6.01  Transfer of Employment 

If an Entitled Employee’s employment is transferred during a Year to a different location, within the Corporation the Senior Vice President, Human
Resources & Administration and the CEO shall determine whether the Entitled Employee’s Award Payment is calculated in accordance with Section 4.03 (Entitled Operations Employees), Section 4.04 (Entitled Corporate Office
Employees and Entitled Corporate Executives), or a combination of those sections. 
 Section 7—General
Provisions 
 7.01  Assignment or Alienation 

Except as required by applicable laws, the right of an Entitled Employee to receive an Award Payment under this Plan shall not be: 

 

	 	(a)	given as security; 

  

	 	(b)	subject to transfer, anticipation, commutation, alienation, sale, assignment, encumbrance, charge, pledge, or hypothecation; or 

  

	 	(c)	subject to execution, attachment, levy or similar process or assignment by operation of law, 

and any attempt to effect any such action shall be null and void and of no effect. 

7.02  Amendment or Termination 

Subject to Section 7.03 (Effect of Amendment or Termination), this Plan may be amended in whole or in part from time to time or terminated by the
Corporation. Any amendment or termination shall be binding on the Corporation, Entitled Employees, Eligible Employees and their respective beneficiaries. 

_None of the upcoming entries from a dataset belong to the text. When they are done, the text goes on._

PR #1343, opened 2025-11-11
fix(block exchange): decrements block retries count when downloading with no peers

emizzle:
There is a limitation in `downloadInternal` that infinitely loops for peers when attempting to download a block if the node does not have peers. Currently, the block retry counter is only decremented if there exists peers and a download attempt is made, otherwise the loop will continue until peers are found, ad infinium. This fix decrements the retry counter on each loop that no peers are found. Additionally, it waits for the `DiscoveryRateLimit` interval before retrying, as otherwise looking for peers would not produce new results.

### DIFF
--- a/codex/blockexchange/engine/engine.nim
+++ b/codex/blockexchange/engine/engine.nim
@@ -972,7 +972,7 @@ proc blockexcTaskRunner(self: BlockExcEngine) {.async: (raises: []).} =
       let peerCtx = await self.taskQueue.pop()
       await self.taskHandler(peerCtx)
   except CancelledError:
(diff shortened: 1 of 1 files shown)


codex/blockexchange/engine/engine.nim
```diff
@@ -371,6 +371,12 @@ proc downloadInternal(
           break
         # If we still don't have the block, we'll go for another cycle.
         trace "No peers for block, will retry shortly"
+        # Without decremeting the retries count, this would infinitely loop
```
cnanakos: decremeting -> decrementing

cnanakos (approved):
LGTM!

7.03  Effect of Amendment or Termination 

Notwithstanding Section 7.02 (Amendment or Termination), no amendment or termination of any provision of this Plan shall directly or indirectly deprive
any Entitled Employee or beneficiary of all or any portion of an Award Payment earned with respect to any Year ending prior to the date of the amendment or termination. 

7.04  No Enlargement of Contractual Rights 

This Plan shall not give any Entitled Employee or Eligible Employee the right to be retained in the service of the Corporation nor shall it interfere with the
right of the Corporation to terminate the employment of the Entitled Employee or Eligible Employee. Participation in this Plan shall not give any Entitled Employee or Eligible Employee any right or claim to any benefit, except to the extent provided
in this Plan. 

  
 14 

 7.05  Interpretation 

This Plan shall be interpreted pursuant to the laws of the Province of Saskatchewan. Section headings are for convenience only and shall not be considered
provisions of the Plan. Words in the singular shall include the plural, and vice versa, unless qualified by the context. 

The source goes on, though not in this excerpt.